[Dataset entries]
PR #9211, opened 2025-02-11
chore(tesseract): Fix issue with FILTER_PARAMS and issue with multi-stage behavior of not multi-stage members

waralexrom:
**Check List**

[For example #12]

[Description goes here]

### DIFF
--- a/packages/cubejs-schema-compiler/test/integration/postgres/sql-generation.test.ts
+++ b/packages/cubejs-schema-compiler/test/integration/postgres/sql-generation.test.ts
@@ -1,3 +1,4 @@
+import { getEnv } from '@cubejs-backend/shared';
 import { UserError } from '../../../src/compiler/UserError';
 import { PostgresQuery } from '../../../src/adapter/PostgresQuery';
 import { BigqueryQuery } from '../../../src/adapter/BigqueryQuery';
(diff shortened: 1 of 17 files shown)


rust/cubenativeutils/src/wrappers/serializer/serializer.rs
```diff
@@ -138,7 +138,7 @@ impl<IT: InnerTypes> ser::Serializer for NativeSerdeSerializer<IT> {
     }
 
     fn serialize_none(self) -> Result<Self::Ok, Self::Error> {
-        Ok(self.context.undefined()?)
+        Ok(self.context.null()?)
```
KSDaemon, line 141: Are you sure `null` is correct? In JS it will result in smth like: `myVarOrProperty: null` instead of `undefined`.

packages/cubejs-schema-compiler/test/integration/postgres/sql-generation.test.ts
```diff
@@ -292,9 +293,12 @@ describe('SQL Generation', () => {
 
     cube('visitor_checkins', {
       sql: \`
-      select * from visitor_checkins WHERE
-      \${FILTER_PARAMS.visitor_checkins.created_at.filter('created_at')} AND
-      \${FILTER_GROUP(FILTER_PARAMS.visitor_checkins.created_at.filter("(created_at - INTERVAL '3 DAY')"), FILTER_PARAMS.visitor_checkins.source.filter('source'))}
+      select visitor_checkins.* from visitor_checkins left join visitors on visitor_checkins.visitor_id = visitors.id WHERE
```
KSDaemon, line 296: Can you explain the change? Could you tell me why you didn't create another cube/test or why this one doesn't suit your needs?

packages/cubejs-schema-compiler/test/integration/postgres/sql-generation.test.ts
```diff
@@ -2975,6 +3057,37 @@ describe('SQL Generation', () => {
     }]
   ));
 
+  if (getEnv('nativeSqlPlanner')) {
```
KSDaemon, line 3060: I think it would be more correct to mark the test as skipped in case of not using `nativeSqlPlanner` instead of just avoiding it all.

rust/cubesqlplanner/cubesqlplanner/src/planner/planners/multi_stage_query_planner.rs
```diff
@@ -248,7 +248,26 @@ impl MultiStageQueryPlanner {
             &time_dimension.get_granularity(),
         )?;
 
-        new_state.change_time_dimension_granularity(&time_dimension_name, result_granularity);
+        if time_dimension.get_date_range().is_some() && result_granularity.is_some() {
+            let granularity = time_dimension.get_granularity().unwrap(); //FIXME remove this unwrap
+            let date_range = time_dimension.get_date_range().unwrap(); //FIXME remove this unwrap
+            let seria = self
```
KSDaemon, line 254:
```suggestion
            let series = self
```

rust/cubesqlplanner/cubesqlplanner/src/planner/planners/multi_stage_query_planner.rs
```diff
@@ -376,7 +395,7 @@ impl MultiStageQueryPlanner {
 
         let childs = member_childs(&member)?;
 
-        let description = if childs.is_empty() {
+        let description = if childs.is_empty() || !has_multi_stage_members(&member, false)? {
             if has_multi_stage_members(&member, false)? {
```
KSDaemon, line 399: is it correct to check the same condition `has_multi_stage_members(&member, false)` twice?

rust/cubesqlplanner/cubesqlplanner/src/planner/sql_evaluator/sql_call.rs
```diff
@@ -217,16 +220,72 @@ impl SqlCall {
...
+        if let Some(filter) = filter {
+            let mut res = Vec::new();
+            for item in filter.items.iter() {
+                res.push(self.filters_to_native_filter_item_impl(item));
+            }
+            Some(res)
+        } else {
+            None
+        }
+    }
```
KSDaemon, line 259: I think this one may be rewritten in more rust-idiomatic style, smth like:
```suggestion
fn filters_to_native_filter_item(
    &self,
    filter: Option<Filter>,
) -> Option<Vec<NativeFilterItem>> {
    filter.map(|filter| 
        filter.items.iter()
            .map(|item| self.filters_to_native_filter_item_impl(item))
            .collect()
    )
}
```

rust/cubesqlplanner/cubesqlplanner/src/planner/sql_evaluator/sql_call.rs
```diff
@@ -217,16 +220,72 @@ impl SqlCall {
...
+
+    fn filters_to_native_filter_item_impl(&self, filter_item: &FilterItem) -> NativeFilterItem {
+        match filter_item {
+            FilterItem::Group(group) => {
+                let mut native_items = Vec::new();
+                for itm in group.items.iter() {
+                    native_items.push(self.filters_to_native_filter_item_impl(itm));
+                }
```
KSDaemon, line 267: Same here, more idiomatic style:
```suggestion
let native_items: Vec<_> = group.items
    .iter()
    .map(|itm| self.filters_to_native_filter_item_impl(itm))
    .collect();
```

KSDaemon (commented):
👍🏻  Left minor notes.

packages/cubejs-schema-compiler/test/integration/postgres/sql-generation.test.ts
waralexrom: This is an fix of an incorrect data model for tests. `SECURITY_CONTEXT.filter` should work regardless of whether the cube has built a joiner for a particular querier or not.  Therefore, this filter must be written directly in the sql of the cube. This is one of the reasons why SECURITY_CONTEXT is deprecated. In the case of tesseract it led to the fact that in one of the tests fails, because tesseract knows how to omit unnecessary joins in subqueries. But this is not the error of tesseract, but of incorrect use of SECURITY_CONTEXT in the model.

rust/cubenativeutils/src/wrappers/serializer/serializer.rs
waralexrom: Yes, I think it's justified here. In general, this change was made to normally pass parameters in filters, which can be either a string or null.

rust/cubesqlplanner/cubesqlplanner/src/planner/planners/multi_stage_query_planner.rs
waralexrom: done

rust/cubesqlplanner/cubesqlplanner/src/planner/planners/multi_stage_query_planner.rs
waralexrom: fixed

rust/cubesqlplanner/cubesqlplanner/src/planner/sql_evaluator/sql_call.rs
waralexrom: This is a very temporary solution that will be removed within a month, so I don't see the point in doing much styling here yet :)

rust/cubesqlplanner/cubesqlplanner/src/planner/sql_evaluator/sql_call.rs
waralexrom: Some as above

KSDaemon (approved):
👍🏻 LGTM!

Required work: Your task is to write out the lines from the one with "waralexrom: Some as above" through the end of the records, exactly and with nothing added.

Answer box:
waralexrom: Some as above

KSDaemon (approved):
👍🏻 LGTM!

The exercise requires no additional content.